Although point strength can improve the model prediction, it lacks a global traffic network analysis. The Ours_CTC model uses closeness centrality to analyze global node features, and closeness centrality can obtain the node centrality degree based on the network global topology. By incorporating closeness centrality into the model, its analysis of global node correlation can successfully be improved and its effectiveness enhanced. Closeness centrality can reflect the centrality of a node in a complex network but lacks information about interactions between nodes. Betweenness centrality is a global statistic where two disjoint nodes in a network need to pass through other nodes to connect. The higher the number of times a node acts as an “intermediary”, the greater its betweenness centrality. The betweenness centrality can adequately represent the node connectivity and incorporating betweenness centrality in the model can effectively improve its prediction ability. It can be seen from Figure 14 that the model only incorporating betweenness centrality has the best prediction among the six ablation experiments. The model incorporating the six complex network features can fully extract the local and global spatial features in the network and substantially improve the model prediction effect. By analyzing Figure 14, it can be seen that the prediction result of the model incorporating the six complex network features accurately fits the real traffic flow data variation.

5. Discussion

Traffic flow data have a strong spatial correlation and certain baselines can adequately extract their spatial characteristics.

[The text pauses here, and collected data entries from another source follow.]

PR #2999, opened 2026-04-29
fix(quickjs): bound console buffering at capture time

hntrl:
## Summary

This PR fixes unbounded console buffering in `langchain-quickjs` by enforcing the stdout cap at capture time instead of only truncating at final formatting. This keeps model-visible behavior consistent while preventing memory growth from repeated `console.log` spam in a single eval.

### `langchain-quickjs`

- Bound `_ConsoleBuffer` by `max_result_chars` so console output is clipped as logs are appended, not after the fact.
- Added `stdout_truncated_chars` to `EvalOutcome` so formatting can surface how much console output was dropped.
- Threaded the stdout budget through `REPLMiddleware -> _Registry -> _ThreadREPL -> _ConsoleBuffer`.
- Updated stdout formatting to append a truncation marker after captured output when drops occurred, while keeping result/error truncation behavior unchanged.
- Extended unit tests to cover bounded capture, overflow prefix behavior, zero-budget marker behavior, reset semantics across evals, and constructor callsites that now pass the stdout cap.

### DIFF
--- a/libs/partners/quickjs/langchain_quickjs/_repl.py
+++ b/libs/partners/quickjs/langchain_quickjs/_repl.py
@@ -69,6 +69,7 @@ class EvalOutcome:
     """
 
     stdout: str = ""
+    stdout_truncated_chars: int = 0
     result: str | None = None
     result_kind: str | None = None  # "handle" when marshaling fell back
     error_type: str | None = None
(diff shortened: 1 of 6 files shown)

However, traffic flow data, as typical time series data, also possess a strong temporal correlation. Although certain models can adequately extract the traffic flow data spatial features, they lack analysis of the traffic flow data temporal correlation. In recent years, graph spatial–temporal networks have been widely used in the field of spatial–temporal traffic flow data prediction. The unique features of graphs can capture the structural relationships between data. Therefore, more insights can be attained using graph structures rather than using data analysis. However, solving the learning problem on graphs is often challenging. An effective solution is to learn graph representations in low-dimensional Euclidean space to preserve certain graph attributes with the vast majority of the information. Deep learning models, based on graph structure information, have recently emerged in the deep learning field and have exhibited superior performance for a variety of problems. However, GCN uses the traffic network adjacency matrix to compute the Laplace matrix and complete spatial correlation analysis based on it. This method lacks analysis of traffic node characteristics and so to resolve this, this paper uses the topological features of six complex networks to assist in calculating the Laplace matrix and improve the GCN. The experimental results show that GSTNCNI can accurately fit real traffic flow data and improve traffic flow data prediction. Compared with all baselines, the complex network-based approach proposed in this paper improves the actual performance by about 31.46% on average.
In addition, the ablation experiments results show that models only incorporating one network feature have traffic flow data prediction errors. Among them, the prediction performance of the model that only includes the average shortest node path length is the worst. The average node path length only contains part of the node distance information and has little influence on spatial correlation analysis. Furthermore, the model that only includes the clustering coefficients performed poorly. Since traffic flow is typical non-European structure data, the clustering coefficient cannot fully analyze the spatial characteristics of traffic flow data. Node degree centrality can effectively enhance node-related information and reduce model prediction errors. However, it lacks any analysis of global node correlations. The node degree reflects the node network structure characteristics, and the point strength adds the weight information of the node-related edges to the degree value. Consequently, the node characteristics reflected by the point strength are more accurate and comprehensive than the degree value. The addition of closeness centrality to the model effectively improves the global node correlation analysis, which helps improve the model’s effectiveness. Betweenness centrality can fully represent the node connectivity and the addition of betweenness centrality to the model effectively improves the model prediction effect. In summary, the prediction results of the model combining the six complex network features can accurately fit the changes in real traffic flow data.
Finally, there are numerous specific application scenarios for this work. For example, Australia’s most populated city, Sydney, in New South Wales, plans to spend millions of dollars to strengthen the monitoring and management of the region’s road networks. The program called for Cubic to provide an intelligent traffic congestion management program, an operational example of a predictive analytics application. Sydney will utilize a data-driven model and management platform to predict traffic flow, reduce congestion, and respond to emergency traffic incidents on time. By the end of 2020, when the plan is complete, it will be the first city in the world to manage its transport network based on predictive analytical models. Despite the high level of complexity, predictive models are easily scalable. In other words, while the initial time and resource investment to build the base model are substantial, once completed, the model can be applied to cities, incrementally improving the quality of urban life.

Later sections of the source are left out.